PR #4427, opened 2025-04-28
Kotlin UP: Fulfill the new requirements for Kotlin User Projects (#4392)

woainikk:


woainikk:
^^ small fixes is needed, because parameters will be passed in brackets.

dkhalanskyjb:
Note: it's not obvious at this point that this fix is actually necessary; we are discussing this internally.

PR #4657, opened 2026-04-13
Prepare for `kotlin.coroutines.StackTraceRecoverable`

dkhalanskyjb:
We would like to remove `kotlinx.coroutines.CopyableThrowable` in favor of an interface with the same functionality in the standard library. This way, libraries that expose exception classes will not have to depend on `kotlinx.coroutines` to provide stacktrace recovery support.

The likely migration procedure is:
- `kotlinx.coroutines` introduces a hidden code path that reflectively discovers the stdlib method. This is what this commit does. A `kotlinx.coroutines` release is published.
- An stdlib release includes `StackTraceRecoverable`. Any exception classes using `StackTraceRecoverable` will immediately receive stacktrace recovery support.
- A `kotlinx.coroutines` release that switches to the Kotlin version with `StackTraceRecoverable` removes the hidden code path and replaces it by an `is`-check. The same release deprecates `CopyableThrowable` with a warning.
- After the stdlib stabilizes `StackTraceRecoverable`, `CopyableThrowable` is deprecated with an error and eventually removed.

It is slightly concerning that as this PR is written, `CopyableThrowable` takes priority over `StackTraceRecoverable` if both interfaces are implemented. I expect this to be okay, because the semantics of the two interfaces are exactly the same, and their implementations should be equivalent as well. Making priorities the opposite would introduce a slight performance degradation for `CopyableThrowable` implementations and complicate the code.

────────────────

EXERCISE REQUIREMENTS | Give back the whole listing exactly as it reads.

RESULT OF THIS EXERCISE |
PR #4427, opened 2025-04-28
Kotlin UP: Fulfill the new requirements for Kotlin User Projects (#4392)

woainikk:


woainikk:
^^ small fixes is needed, because parameters will be passed in brackets.

dkhalanskyjb:
Note: it's not obvious at this point that this fix is actually necessary; we are discussing this internally.

PR #4657, opened 2026-04-13
Prepare for `kotlin.coroutines.StackTraceRecoverable`

dkhalanskyjb:
We would like to remove `kotlinx.coroutines.CopyableThrowable` in favor of an interface with the same functionality in the standard library. This way, libraries that expose exception classes will not have to depend on `kotlinx.coroutines` to provide stacktrace recovery support.

The likely migration procedure is:
- `kotlinx.coroutines` introduces a hidden code path that reflectively discovers the stdlib method. This is what this commit does. A `kotlinx.coroutines` release is published.
- An stdlib release includes `StackTraceRecoverable`. Any exception classes using `StackTraceRecoverable` will immediately receive stacktrace recovery support.
- A `kotlinx.coroutines` release that switches to the Kotlin version with `StackTraceRecoverable` removes the hidden code path and replaces it by an `is`-check. The same release deprecates `CopyableThrowable` with a warning.
- After the stdlib stabilizes `StackTraceRecoverable`, `CopyableThrowable` is deprecated with an error and eventually removed.

It is slightly concerning that as this PR is written, `CopyableThrowable` takes priority over `StackTraceRecoverable` if both interfaces are implemented. I expect this to be okay, because the semantics of the two interfaces are exactly the same, and their implementations should be equivalent as well. Making priorities the opposite would introduce a slight performance degradation for `CopyableThrowable` implementations and complicate the code.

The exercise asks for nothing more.